The ₤1million the PCA will give up is around half of the domestic player prize pool for 2020 and will support the implementation of the County Partnership Agreement, providing support to cricketers who leave the game from this year and beyond.
Following the PCA’s announcement of the support package, Essex, the winners of last year’s championship and T20 Blast, confirmed they would be furloughing their playing staff along with the majority of off-field personnel.
Glamorgan also announced they had placed all playing staff and coaches on furlough, alongside non-playing staff at the club till the end of May.
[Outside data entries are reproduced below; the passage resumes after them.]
PR #358, opened 2024-07-01
Updates sibling namefittings

domna:
The sibling namefitting was still unreliable. This PR should fix it.

### DIFF
--- a/src/pynxtools/dataconverter/nexus_tree.py
+++ b/src/pynxtools/dataconverter/nexus_tree.py
@@ -406,7 +406,13 @@ class NexusNode(NodeMixin):
         """
         name = xml_elem.attrib.get("name")
         inheritance_chain = [xml_elem]
-        for elem in self.inheritance:
+        inheritance = iter(self.inheritance)
+        for elem in inheritance:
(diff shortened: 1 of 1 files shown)


src/pynxtools/dataconverter/nexus_tree.py
```diff
@@ -245,6 +245,9 @@ def search_child_with_name(
                 return self.add_inherited_node(name)
         return None
 
+    def get_children_for(self, xml_elem: ET._Element) -> Optional[ET._Element]:
+        return next((x for x in self.children if x.inheritance[0] == xml_elem), None)
```
lukaspie, line 249: I guess this could benefit from a docstring.

lukaspie (approved):
LGTM, maybe some docs might be helpful for future maintenance.

src/pynxtools/dataconverter/nexus_tree.py
domna: Ah yes, I forgot to write it. Thanks I'll update it

domna: Added

PR #359, opened 2024-07-01
Pynxtools as nomad plugin

### LINKED ISSUE #354: Move all pynxtools related tools from NOMAD to pynxtools
- [ ] Move `nexus.py`
- [ ] Move `metainfo/nexus.py`
- [ ] Update in NOMAD
- [ ] Check if everything works

### LINKED ISSUE #355: Make pynxtools a NOMAD parser plugin
https://nomad-lab.eu/prod/v1/staging/docs/howto/plugins/parsers.html

- [x] Adapt to type system first
- [ ] Move code out of NOMAD first
- [ ] Follow the above documentation to create a parser plugin for NOMAD

domna:
This PR enables pynxtools to work as nomad plugin for

- [x] The metainfo schema
- [x] The parsing of nexus files

Fixes #355
Fixes #354


sanbrock (approved):

lukaspie:
We should probaby update the README / docs to reflect that this is now also a full NOMAD plugin.

.github/workflows/pytest.yml
```diff
@@ -30,9 +30,15 @@ jobs:
         run: |
           curl -LsSf https://astral.sh/uv/install.sh | sh
           uv pip install --system coverage coveralls
-      - name: Install package
+      - name: Install pynx without nomad plugin
+        if: "${{ matrix.python_version == '3.8' }}"
```
lukaspie, line 34: We could also drop support for py3.8. but it's fine for now.

src/pynxtools/testing/nexus_conversion.py
```diff
@@ -123,12 +126,12 @@ def check_reproducibility_of_nexus(self):
...
-                )
+                # skip ignored lines (mainly version conflicts)
+                for ignore_line in IGNORE_LINES:
+                    if gen_l.startswith(ignore_line) and ref_l.startswith(ignore_line):
+                        break
+                else:
+                    assert False, (
+                        f"Log files are different at line {ind}"
+                        f" generated: {gen_l} \n referenced : {ref_l}"
+                    )
```
lukaspie, line 137: Just as an idea, it would be also cool to have the nomad parsing of the individual test files tested with this `testing` module.

lukaspie (approved):
LGTM

.github/workflows/pytest.yml
domna: Yes, I would only drop it when it's end of life or we have some explicit code in pynx which renders it incompatible. I was hesitant to generally drop it because of it being a plugin.

src/pynxtools/testing/nexus_conversion.py
domna: That's a nice idea. Let me see if I can quickly come up with something for this PR

domna: I added something pretty rudimentary. But it can be improved in the future in another PR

Senior members of staff will take a salary cut of up to 25 percent.
Chief executive Hugh Morris said in a statement on the club’s website: “This is not a decision that the club has taken lightly; however, it’s a necessary one to help protect the jobs of all the staff at Glamorgan.
“We are extremely grateful to all members of staff for recognizing the challenges to the finances of the club and willingly engaging in the measures taken to help protect the future of Glamorgan.
Some other counties have followed similar measures, with Kent turning to the Government’s job retention scheme for the majority of their playing staff members. Captain Sam Billings stays on staff to help with the club’s community work but has agreed on a pay cut.
Derbyshire state they will “operate with a skeleton staff working remotely” while Leicestershire has furloughed the majority of their staff for three weeks.